───── Material provided ─────

PR #4394, opened 2026-01-30
chore: Fix a warehouse integration test

sfc-gh-jmichalak:
The warehouse integration test had a potential race condition in which the warehouse state and type were checked against stale data.

- Move warehouse `ShowByID` call inside the `Eventually` block.
- Combine state and type validation into a single atomic check.

### DIFF
--- a/pkg/sdk/testint/warehouses_integration_test.go
+++ b/pkg/sdk/testint/warehouses_integration_test.go
@@ -42,6 +42,13 @@ func TestInt_Warehouses(t *testing.T) {
 		time.Sleep(3 * time.Second)
 	}
 
+	warehouseCondition := func(id sdk.AccountObjectIdentifier, pred func(r *sdk.Warehouse) bool) func() bool {
+		return func() bool {
+			r, e := client.Warehouses.ShowByID(ctx, id)
+			return e == nil && pred(r)
+		}
+	}
+
 	t.Run("show: without options", func(t *testing.T) {
 		warehouses, err := client.Warehouses.Show(ctx, nil)
 		require.NoError(t, err)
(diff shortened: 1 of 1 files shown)


pkg/sdk/testint/warehouses_integration_test.go
```diff
@@ -414,10 +414,14 @@ func TestInt_Warehouses(t *testing.T) {
 		})
 		t.Cleanup(warehouseCleanup)
 
-		returnedWarehouse, err := client.Warehouses.ShowByID(ctx, warehouse.ID())
-		require.NoError(t, err)
-		assert.Equal(t, sdk.WarehouseTypeStandard, returnedWarehouse.Type)
-		require.Eventually(t, func() bool { return sdk.WarehouseStateStarted == returnedWarehouse.State }, 5*time.Second, time.Second)
+		var returnedWarehouse *sdk.Warehouse
+		var err error
```
sfc-gh-jcieslak: Is it necessary to save the error (I don't see it being used in a later assertion)?
I think it would be sufficient to maybe log it inside Eventually assert, wdyt?
edit: oh, okay it's needed because you need to reassign `=` instead of assign `:=` (then maybe let's make this error local to the function used in the assert?

pkg/sdk/testint/warehouses_integration_test.go
```diff
@@ -414,10 +414,14 @@ func TestInt_Warehouses(t *testing.T) {
 		})
 		t.Cleanup(warehouseCleanup)
 
-		returnedWarehouse, err := client.Warehouses.ShowByID(ctx, warehouse.ID())
-		require.NoError(t, err)
-		assert.Equal(t, sdk.WarehouseTypeStandard, returnedWarehouse.Type)
-		require.Eventually(t, func() bool { return sdk.WarehouseStateStarted == returnedWarehouse.State }, 5*time.Second, time.Second)
+		var returnedWarehouse *sdk.Warehouse
```
sfc-gh-asawicki: The same problem was in `alter: suspend with a long running-query`, can we solve it the same way here for consistency? so extract a func and not save wh/err outside of the func - as not needed.

sfc-gh-asawicki (changes requested):

pkg/sdk/testint/warehouses_integration_test.go
sfc-gh-jmichalak: Done.

pkg/sdk/testint/warehouses_integration_test.go
sfc-gh-jmichalak: Yes, it was needed because we are checking other errors later. Note that this pattern is almost everywhere, i.e. we don't have scoped errors.

sfc-gh-asawicki (approved):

─────

-- Instructions for the task --
Quote the data above verbatim from its first line to the line that includes "sfc-gh-jcieslak: Is it", with both boundary lines retained.

-- Exercise answer --
PR #4394, opened 2026-01-30
chore: Fix a warehouse integration test

sfc-gh-jmichalak:
The warehouse integration test had a potential race condition in which the warehouse state and type were checked against stale data.

- Move warehouse `ShowByID` call inside the `Eventually` block.
- Combine state and type validation into a single atomic check.

### DIFF
--- a/pkg/sdk/testint/warehouses_integration_test.go
+++ b/pkg/sdk/testint/warehouses_integration_test.go
@@ -42,6 +42,13 @@ func TestInt_Warehouses(t *testing.T) {
 		time.Sleep(3 * time.Second)
 	}
 
+	warehouseCondition := func(id sdk.AccountObjectIdentifier, pred func(r *sdk.Warehouse) bool) func() bool {
+		return func() bool {
+			r, e := client.Warehouses.ShowByID(ctx, id)
+			return e == nil && pred(r)
+		}
+	}
+
 	t.Run("show: without options", func(t *testing.T) {
 		warehouses, err := client.Warehouses.Show(ctx, nil)
 		require.NoError(t, err)
(diff shortened: 1 of 1 files shown)


pkg/sdk/testint/warehouses_integration_test.go
```diff
@@ -414,10 +414,14 @@ func TestInt_Warehouses(t *testing.T) {
 		})
 		t.Cleanup(warehouseCleanup)
 
-		returnedWarehouse, err := client.Warehouses.ShowByID(ctx, warehouse.ID())
-		require.NoError(t, err)
-		assert.Equal(t, sdk.WarehouseTypeStandard, returnedWarehouse.Type)
-		require.Eventually(t, func() bool { return sdk.WarehouseStateStarted == returnedWarehouse.State }, 5*time.Second, time.Second)
+		var returnedWarehouse *sdk.Warehouse
+		var err error
```
sfc-gh-jcieslak: Is it necessary to save the error (I don't see it being used in a later assertion)?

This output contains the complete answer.